Kosmos 459
- Mission type: ASAT target
- COSPAR ID: 1971-102A
- SATCAT no.: 05625

Spacecraft properties
- Spacecraft type: DS-P1-M
- Manufacturer: Yuzhnoye
- Launch mass: 650 kilograms (1,430 lb)

Start of mission
- Launch date: 29 November 1971, 17:30:00 UTC
- Rocket: Kosmos-3M
- Launch site: Plesetsk 132/1

Orbital parameters
- Reference system: Geocentric
- Regime: Low Earth
- Perigee altitude: 199 kilometres (124 mi)
- Apogee altitude: 286 kilometres (178 mi)
- Inclination: 65 degrees
- Period: 89.4 minutes

= Kosmos 459 =

Soviet anti-satellite weapon test target satellite

Kosmos 459 (Космос 459 meaning Cosmos 459), also known as DS-P1-M No.5 was a satellite which was used as a target for tests of anti-satellite weapons. It was launched by the Soviet Union in 1971 as part of the Dnepropetrovsk Sputnik programme, and used as a target for Kosmos 462, as part of the Istrebitel Sputnikov programme.

== Launch ==
It was launched aboard a Kosmos-3M carrier rocket, from Site 132/1 at the Plesetsk Cosmodrome. The launch occurred at 17:30:00 UTC on 29 November 1971.

== Orbit ==
Kosmos 459 was placed into a low Earth orbit with a perigee of 199 km, an apogee of 286 km, 65 degrees of inclination, and an orbital period of 89.4 minutes. It was successfully intercepted and destroyed by Kosmos 462. Two major pieces of debris were associated with the satellite, which decayed from orbit on 1 and 7 December 1971.

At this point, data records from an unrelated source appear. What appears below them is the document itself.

PR #538, opened 2023-12-09
Event price

kasperg:
#### Link to issue

https://reload.atlassian.net/browse/DDFFORM-57

#### Description

This PR adds handling of ticket categories and prices. The primary changes are:

- Adding a new paragraph "Ticket category" with fields for name (string) and price (decimal)
- Implementing logic for formatting prices in a new service
- Rendering prices as a part of the event metadata

Please check out the individual commits for additional commentary.

#### Screenshot of the result

Monosnap Quam non enim obcaecati iste | DPL CMS 2023-12-11 09-18-04

In the process I found that we need to tweak our PHPStan setup to avoid false positives when rendering fields and altering forms.

### DIFF
--- a/config/sync/field.field.paragraph.event_ticket_category.field_ticket_category_price.yml
+++ b/config/sync/field.field.paragraph.event_ticket_category.field_ticket_category_price.yml
@@ -1,0 +1,23 @@
+uuid: 5bf5715f-f899-4364-83e9-087733d804e0
+langcode: en
+status: true
+dependencies:
+  config:
+    - field.storage.paragraph.field_ticket_category_price
+    - paragraphs.paragraphs_type.event_ticket_category
+id: paragraph.event_ticket_category.field_ticket_category_price
+field_name: field_ticket_category_price
+entity_type: paragraph
+bundle: event_ticket_category
+label: Price
+description: ''
+required: true
+translatable: false
+default_value: {  }
+default_value_callback: ''
+settings:
+  min: 0.0
+  max: null
+  prefix: DKK
+  suffix: ''
+field_type: decimal
--- a/config/sync/field.field.paragraph.event_ticket_category.field_ticket_category_price.yml
+++ b/config/sync/field.field.paragraph.event_ticket_category.field_ticket_category_price.yml
@@ -18,6 +18,6 @@ default_value_callback: ''
 settings:
   min: 0.0
   max: null
-  prefix: DKK
+  prefix: ''
   suffix: ''
 field_type: decimal
--- a/web/modules/custom/dpl_event/dpl_event.module
+++ b/web/modules/custom/dpl_event/dpl_event.module
@@ -5,6 +5,7 @@
  * Module file for DPL Event.
  */
 
+use Drupal\Core\Form\FormStateInterface;
 use Drupal\dpl_event\EventState;
 use Drupal\job_scheduler\Entity\JobSchedule;
 use Drupal\node\NodeInterface;
@@ -116,6 +117,15 @@ function dpl_event_set_occurred_callback(JobSchedule $job): void {
     $event->set("field_event_state", EventState::Occurred);
     $event->save();
   }
+}
+
+/**
+ * Implements hook_form_node_event_form_alter().
+ */
+function dpl_event_form_node_event_form_alter(array &$form, FormStateInterface $form_state, string $form_id): void {
+  // Use the generic "Access" value as the default for the first ticket
+  // category when creating events.
+  $form["field_ticket_categories"]["widget"][0]["subform"]["field_ticket_category_name"]["widget"][0]["value"]["#default_value"] = t('Access', [], ['context' => 'dpl_event']);
 }
 
 /**
--- a/web/modules/custom/dpl_event/dpl_event.module
+++ b/web/modules/custom/dpl_event/dpl_event.module
@@ -172,3 +172,19 @@ function dpl_event_preprocess_field(array &$variables): void {
     $variables['items'][0]['content']['#title'] = $event_state->label();
   }
 }
+
+/**
+ * Implements hook_preprocess_field__field_ticket_category_price().
+ *
+ * Adds an array of formatted prices.
+ */
+function dpl_event_preprocess_field__field_ticket_category_price(array &$variables) : void {
+  /** @var \Drupal\dpl_event\PriceFormatter $price_formatter */
+  $price_formatter = \Drupal::service('dpl_event.price_formatter');
+  /** @var \Drupal\Core\Field\FieldItemListInterface $items */
+  $items = $variables['element']['#items'];
+  $prices = array_map(function (array $price) use ($price_formatter): string {
+    return $price_formatter->formatPrice($price["value"]);
+  }, $items->getValue());
+  $variables['prices'] = $prices;
+}
--- a/web/modules/custom/dpl_event/dpl_event.module
+++ b/web/modules/custom/dpl_event/dpl_event.module
@@ -125,7 +125,11 @@ function dpl_event_set_occurred_callback(JobSchedule $job): void {
 function dpl_event_form_node_event_form_alter(array &$form, FormStateInterface $form_state, string $form_id): void {
   // Use the generic "Access" value as the default for the first ticket
   // category when creating events.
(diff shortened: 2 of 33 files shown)


web/modules/custom/dpl_event/dpl_event.module
```diff
@@ -117,3 +118,28 @@ function dpl_event_set_occurred_callback(JobSchedule $job): void {
...
   }
 }
+
+/**
+ * Implements hook_form_node_event_form_alter().
+ */
+function dpl_event_form_node_event_form_alter(array &$form, FormStateInterface $form_state, string $form_id): void {
+  // Use the generic "Access" value as the default for the first ticket
+  // category when creating events.
+  $form["field_ticket_categories"]["widget"][0]["subform"]["field_ticket_category_name"]["widget"][0]["value"]["#default_value"] = t('Access', [], ['context' => 'dpl_event']);
```
rasben, line 128: You need to check that this array key already exists, and only set the value if it does.

Also, you match on `[0]` - can there sometimes be more than one item?

web/modules/custom/dpl_event/src/PriceFormatter.php
```diff
@@ -0,0 +1,44 @@
...
+ * have double fields with values as strings.
+ */
+class PriceFormatter {
+
+  /**
+   * Constructor.
+   */
+  public function __construct(
+    protected TranslationInterface $translation,
+  ) {}
```
rasben, line 21: isnt it a mistake that this is empty?
shouldnt it contain something like

```php
$this->translation = $translation;
```
?

web/modules/custom/dpl_event/src/PriceFormatter.php
```diff
@@ -0,0 +1,44 @@
...
+
+  /**
+   * Format a single price.
+   */
+  public function formatPrice(string $price_string): string {
+    $context = ['context' => 'dpl_event'];
+
+    $price = BigDecimal::of($price_string);
+    return match(TRUE) {
```
rasben, line 30: Uh..? Why do you use `match` with a hardcoded value?

web/modules/custom/dpl_event/src/PriceFormatter.php
```diff
@@ -0,0 +1,44 @@
...
+   */
+  public function __construct(
+    protected TranslationInterface $translation,
+  ) {}
+
+  /**
+   * Format a single price.
+   */
+  public function formatPrice(string $price_string): string {
+    $context = ['context' => 'dpl_event'];
```
rasben, line 27: either rename it `$translation_context`, or move the array into the `translate()` as a parameter

web/modules/custom/dpl_event/src/PriceFormatter.php
```diff
@@ -0,0 +1,44 @@
...
+
+    $price = BigDecimal::of($price_string);
+    return match(TRUE) {
+      // Events with 0 cost should show "Free" instead of a numeric price.
+      $price->isEqualTo(0) => $this->translation->translate("Free", [], $context),
```
rasben, line 32: does this also work if someone has written 0.00?

web/themes/custom/novel/templates/fields/field--node--field-ticket-categories--event.html.twig
```diff
@@ -0,0 +1,8 @@
+{% if items|length == 1 %}
+  {# Events with a single ticket category should only show the price. #}
+  <span>{{ items.0.content['#paragraph'].field_ticket_category_price|view }}</span>
```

Kosmos 459 was the fourth of the five original DS-P1-M satellites to be launched, of which all but the first successfully reached orbit. After the five initial launches the DS-P1-M satellite was replaced with a derivative, Lira. The interception of Kosmos 459 was the last completed test of the IS-A interceptor as part of Soviet state trials, and the last attempt to intercept a baseline DS-P1-M satellite as no attempt was made to intercept Kosmos 521. Following the test, the IS-A anti-satellite system was declared operational.